→ **To do**
Count the lines below that contain the word "actually", and report only that number.
*** Block opens ***
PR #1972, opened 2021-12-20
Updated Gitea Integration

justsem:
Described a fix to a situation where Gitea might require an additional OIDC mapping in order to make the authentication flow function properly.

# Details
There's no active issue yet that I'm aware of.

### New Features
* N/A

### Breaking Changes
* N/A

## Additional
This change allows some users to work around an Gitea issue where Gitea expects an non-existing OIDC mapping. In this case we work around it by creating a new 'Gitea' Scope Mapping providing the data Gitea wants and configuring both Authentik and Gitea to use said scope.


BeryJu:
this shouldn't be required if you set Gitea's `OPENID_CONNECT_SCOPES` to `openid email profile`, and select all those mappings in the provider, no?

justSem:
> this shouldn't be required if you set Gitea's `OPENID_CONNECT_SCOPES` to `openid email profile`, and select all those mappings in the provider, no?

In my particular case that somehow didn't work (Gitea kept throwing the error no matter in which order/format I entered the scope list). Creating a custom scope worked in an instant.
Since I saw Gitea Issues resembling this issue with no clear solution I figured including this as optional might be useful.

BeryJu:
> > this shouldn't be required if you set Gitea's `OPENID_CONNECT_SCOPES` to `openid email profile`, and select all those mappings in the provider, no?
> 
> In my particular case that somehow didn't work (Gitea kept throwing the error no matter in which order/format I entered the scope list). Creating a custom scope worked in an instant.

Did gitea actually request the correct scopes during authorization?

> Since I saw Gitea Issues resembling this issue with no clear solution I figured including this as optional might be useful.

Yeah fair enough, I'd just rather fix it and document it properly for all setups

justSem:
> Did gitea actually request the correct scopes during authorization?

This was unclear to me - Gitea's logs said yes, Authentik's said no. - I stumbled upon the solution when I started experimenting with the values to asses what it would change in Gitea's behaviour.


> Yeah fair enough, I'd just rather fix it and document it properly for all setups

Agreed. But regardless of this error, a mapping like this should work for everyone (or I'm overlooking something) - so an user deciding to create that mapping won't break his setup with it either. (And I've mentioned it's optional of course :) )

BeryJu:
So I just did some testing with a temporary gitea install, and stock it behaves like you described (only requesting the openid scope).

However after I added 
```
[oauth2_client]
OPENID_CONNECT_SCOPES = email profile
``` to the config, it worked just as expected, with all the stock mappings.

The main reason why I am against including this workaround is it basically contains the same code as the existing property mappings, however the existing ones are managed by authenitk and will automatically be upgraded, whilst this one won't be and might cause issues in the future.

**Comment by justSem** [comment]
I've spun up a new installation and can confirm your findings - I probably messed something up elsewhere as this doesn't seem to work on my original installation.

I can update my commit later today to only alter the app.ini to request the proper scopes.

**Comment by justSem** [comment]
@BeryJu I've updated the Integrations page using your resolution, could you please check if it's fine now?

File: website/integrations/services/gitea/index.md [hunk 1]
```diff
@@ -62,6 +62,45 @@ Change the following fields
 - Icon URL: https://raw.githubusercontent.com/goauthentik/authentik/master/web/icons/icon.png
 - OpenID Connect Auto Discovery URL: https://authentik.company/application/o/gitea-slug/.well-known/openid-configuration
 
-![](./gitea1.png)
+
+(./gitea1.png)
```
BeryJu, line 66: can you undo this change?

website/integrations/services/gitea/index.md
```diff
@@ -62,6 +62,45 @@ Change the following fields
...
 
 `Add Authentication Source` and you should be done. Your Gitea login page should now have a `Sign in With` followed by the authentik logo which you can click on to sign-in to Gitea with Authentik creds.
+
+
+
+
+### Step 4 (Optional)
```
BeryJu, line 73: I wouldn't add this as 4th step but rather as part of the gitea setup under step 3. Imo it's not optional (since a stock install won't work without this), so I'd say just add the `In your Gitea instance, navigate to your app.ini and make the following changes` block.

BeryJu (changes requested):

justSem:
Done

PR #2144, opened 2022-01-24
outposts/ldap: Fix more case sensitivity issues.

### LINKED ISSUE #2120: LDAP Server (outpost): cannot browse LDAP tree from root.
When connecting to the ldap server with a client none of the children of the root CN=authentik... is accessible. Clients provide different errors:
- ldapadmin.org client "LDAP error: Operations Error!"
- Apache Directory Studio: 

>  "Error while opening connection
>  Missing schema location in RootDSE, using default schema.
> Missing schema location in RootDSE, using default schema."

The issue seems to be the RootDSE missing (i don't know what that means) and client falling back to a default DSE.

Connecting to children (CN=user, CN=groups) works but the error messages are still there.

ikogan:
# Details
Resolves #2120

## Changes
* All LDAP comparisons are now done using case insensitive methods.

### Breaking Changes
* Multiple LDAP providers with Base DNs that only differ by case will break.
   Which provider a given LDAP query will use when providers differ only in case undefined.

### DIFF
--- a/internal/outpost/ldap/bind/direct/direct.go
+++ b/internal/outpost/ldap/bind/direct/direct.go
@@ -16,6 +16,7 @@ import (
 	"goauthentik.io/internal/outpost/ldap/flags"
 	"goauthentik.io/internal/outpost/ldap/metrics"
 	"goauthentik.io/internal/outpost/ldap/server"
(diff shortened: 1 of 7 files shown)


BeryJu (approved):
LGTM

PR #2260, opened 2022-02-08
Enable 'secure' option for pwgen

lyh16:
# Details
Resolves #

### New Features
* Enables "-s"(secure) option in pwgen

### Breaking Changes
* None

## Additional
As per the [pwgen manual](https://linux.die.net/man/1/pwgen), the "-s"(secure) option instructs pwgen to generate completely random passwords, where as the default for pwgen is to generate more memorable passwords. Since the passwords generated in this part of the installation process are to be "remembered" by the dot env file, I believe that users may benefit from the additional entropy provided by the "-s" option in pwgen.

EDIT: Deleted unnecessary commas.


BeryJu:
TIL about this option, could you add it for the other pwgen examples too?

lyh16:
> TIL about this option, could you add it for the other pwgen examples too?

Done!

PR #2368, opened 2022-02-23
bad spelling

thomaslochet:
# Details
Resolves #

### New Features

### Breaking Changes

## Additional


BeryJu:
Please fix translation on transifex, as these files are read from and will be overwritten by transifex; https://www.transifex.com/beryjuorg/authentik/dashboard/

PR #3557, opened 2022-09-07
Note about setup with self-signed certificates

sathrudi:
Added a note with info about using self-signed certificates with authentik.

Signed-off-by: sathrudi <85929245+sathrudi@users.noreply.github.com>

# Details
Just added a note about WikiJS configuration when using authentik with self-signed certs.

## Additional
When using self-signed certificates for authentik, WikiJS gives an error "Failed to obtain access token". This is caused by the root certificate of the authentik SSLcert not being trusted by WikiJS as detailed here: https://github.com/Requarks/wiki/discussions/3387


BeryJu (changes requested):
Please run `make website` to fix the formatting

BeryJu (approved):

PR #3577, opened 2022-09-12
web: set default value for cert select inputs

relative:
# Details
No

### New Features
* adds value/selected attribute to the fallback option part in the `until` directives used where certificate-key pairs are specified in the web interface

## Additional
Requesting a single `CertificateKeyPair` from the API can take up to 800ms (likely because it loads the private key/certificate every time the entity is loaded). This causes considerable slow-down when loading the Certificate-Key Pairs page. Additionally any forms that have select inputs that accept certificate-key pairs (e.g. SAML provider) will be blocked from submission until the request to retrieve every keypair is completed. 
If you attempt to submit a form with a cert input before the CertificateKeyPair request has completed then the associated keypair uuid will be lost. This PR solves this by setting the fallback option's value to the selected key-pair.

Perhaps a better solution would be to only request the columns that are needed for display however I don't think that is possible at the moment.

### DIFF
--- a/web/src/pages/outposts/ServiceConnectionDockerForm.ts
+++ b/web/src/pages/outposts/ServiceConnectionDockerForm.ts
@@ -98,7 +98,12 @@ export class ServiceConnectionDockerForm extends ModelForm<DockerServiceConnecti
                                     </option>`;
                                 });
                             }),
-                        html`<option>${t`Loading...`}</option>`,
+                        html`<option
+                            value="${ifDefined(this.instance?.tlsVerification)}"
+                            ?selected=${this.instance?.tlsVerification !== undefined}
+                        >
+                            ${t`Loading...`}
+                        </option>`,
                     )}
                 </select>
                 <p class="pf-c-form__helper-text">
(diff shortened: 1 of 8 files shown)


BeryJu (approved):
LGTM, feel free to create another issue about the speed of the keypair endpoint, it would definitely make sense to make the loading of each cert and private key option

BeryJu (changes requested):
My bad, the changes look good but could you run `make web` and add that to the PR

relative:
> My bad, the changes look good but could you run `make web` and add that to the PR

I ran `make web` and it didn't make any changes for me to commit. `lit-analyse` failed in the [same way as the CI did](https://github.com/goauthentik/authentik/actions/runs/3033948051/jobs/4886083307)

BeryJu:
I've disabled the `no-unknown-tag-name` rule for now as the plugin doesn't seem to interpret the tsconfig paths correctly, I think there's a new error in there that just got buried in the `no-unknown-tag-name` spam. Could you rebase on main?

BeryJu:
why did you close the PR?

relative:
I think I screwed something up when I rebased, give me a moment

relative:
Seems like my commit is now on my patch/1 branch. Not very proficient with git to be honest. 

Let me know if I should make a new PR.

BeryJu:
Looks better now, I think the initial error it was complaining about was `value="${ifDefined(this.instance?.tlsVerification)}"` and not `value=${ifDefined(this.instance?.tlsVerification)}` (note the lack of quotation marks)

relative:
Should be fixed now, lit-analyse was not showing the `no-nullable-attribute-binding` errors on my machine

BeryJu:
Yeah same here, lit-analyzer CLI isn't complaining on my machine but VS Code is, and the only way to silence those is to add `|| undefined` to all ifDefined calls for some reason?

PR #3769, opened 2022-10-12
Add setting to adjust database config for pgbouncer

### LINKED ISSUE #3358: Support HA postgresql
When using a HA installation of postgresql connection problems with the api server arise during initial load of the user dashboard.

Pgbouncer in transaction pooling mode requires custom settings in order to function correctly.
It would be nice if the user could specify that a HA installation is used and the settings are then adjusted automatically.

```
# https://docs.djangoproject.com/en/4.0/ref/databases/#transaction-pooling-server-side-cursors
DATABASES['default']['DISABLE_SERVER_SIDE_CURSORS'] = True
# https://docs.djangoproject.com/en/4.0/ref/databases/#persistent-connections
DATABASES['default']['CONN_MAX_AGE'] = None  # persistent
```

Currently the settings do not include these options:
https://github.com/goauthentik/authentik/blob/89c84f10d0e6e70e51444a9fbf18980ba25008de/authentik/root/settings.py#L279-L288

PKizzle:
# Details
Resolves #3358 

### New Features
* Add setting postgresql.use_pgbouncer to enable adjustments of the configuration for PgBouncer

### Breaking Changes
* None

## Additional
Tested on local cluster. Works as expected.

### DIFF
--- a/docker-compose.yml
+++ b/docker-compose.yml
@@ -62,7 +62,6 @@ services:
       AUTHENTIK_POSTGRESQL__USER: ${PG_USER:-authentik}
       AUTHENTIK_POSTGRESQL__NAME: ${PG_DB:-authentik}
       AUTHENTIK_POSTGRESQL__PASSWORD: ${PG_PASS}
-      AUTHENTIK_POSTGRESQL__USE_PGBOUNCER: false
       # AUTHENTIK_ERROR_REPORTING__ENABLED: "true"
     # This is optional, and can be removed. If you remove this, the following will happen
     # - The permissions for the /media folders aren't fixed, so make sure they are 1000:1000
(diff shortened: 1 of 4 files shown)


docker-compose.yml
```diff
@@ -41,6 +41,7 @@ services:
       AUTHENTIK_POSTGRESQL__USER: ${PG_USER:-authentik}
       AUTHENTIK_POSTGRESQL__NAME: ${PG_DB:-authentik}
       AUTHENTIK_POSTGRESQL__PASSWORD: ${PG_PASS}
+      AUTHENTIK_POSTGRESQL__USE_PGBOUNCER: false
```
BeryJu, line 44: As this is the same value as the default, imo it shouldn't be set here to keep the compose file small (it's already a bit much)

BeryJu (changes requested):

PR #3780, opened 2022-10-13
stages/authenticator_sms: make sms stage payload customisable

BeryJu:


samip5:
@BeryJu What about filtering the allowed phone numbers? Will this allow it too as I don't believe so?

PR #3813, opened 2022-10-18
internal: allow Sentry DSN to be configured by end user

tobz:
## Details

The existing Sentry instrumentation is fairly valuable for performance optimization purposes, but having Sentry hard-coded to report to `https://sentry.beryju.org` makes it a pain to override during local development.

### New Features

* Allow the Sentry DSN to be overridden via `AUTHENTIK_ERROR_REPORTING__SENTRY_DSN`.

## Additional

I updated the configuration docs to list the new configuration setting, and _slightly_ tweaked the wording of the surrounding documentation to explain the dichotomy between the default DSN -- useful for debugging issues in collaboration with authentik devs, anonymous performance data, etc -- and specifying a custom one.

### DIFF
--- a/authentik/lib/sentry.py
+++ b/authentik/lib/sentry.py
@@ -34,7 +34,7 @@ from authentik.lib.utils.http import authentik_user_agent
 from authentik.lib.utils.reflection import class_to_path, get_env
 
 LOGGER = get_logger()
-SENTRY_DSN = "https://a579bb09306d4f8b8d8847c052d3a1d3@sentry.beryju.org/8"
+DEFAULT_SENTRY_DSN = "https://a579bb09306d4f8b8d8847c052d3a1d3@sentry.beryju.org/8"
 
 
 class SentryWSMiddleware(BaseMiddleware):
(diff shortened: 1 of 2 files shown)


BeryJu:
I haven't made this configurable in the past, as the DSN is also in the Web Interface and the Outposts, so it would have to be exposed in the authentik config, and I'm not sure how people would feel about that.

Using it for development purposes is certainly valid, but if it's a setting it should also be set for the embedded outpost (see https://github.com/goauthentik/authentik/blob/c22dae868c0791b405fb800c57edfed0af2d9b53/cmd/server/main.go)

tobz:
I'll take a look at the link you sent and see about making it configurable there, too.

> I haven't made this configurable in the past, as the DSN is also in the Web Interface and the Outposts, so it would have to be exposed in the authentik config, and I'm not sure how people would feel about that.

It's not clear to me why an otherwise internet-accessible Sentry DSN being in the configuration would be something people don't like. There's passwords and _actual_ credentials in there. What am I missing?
*** Block closes ***
→ **Solution for this exercise**
2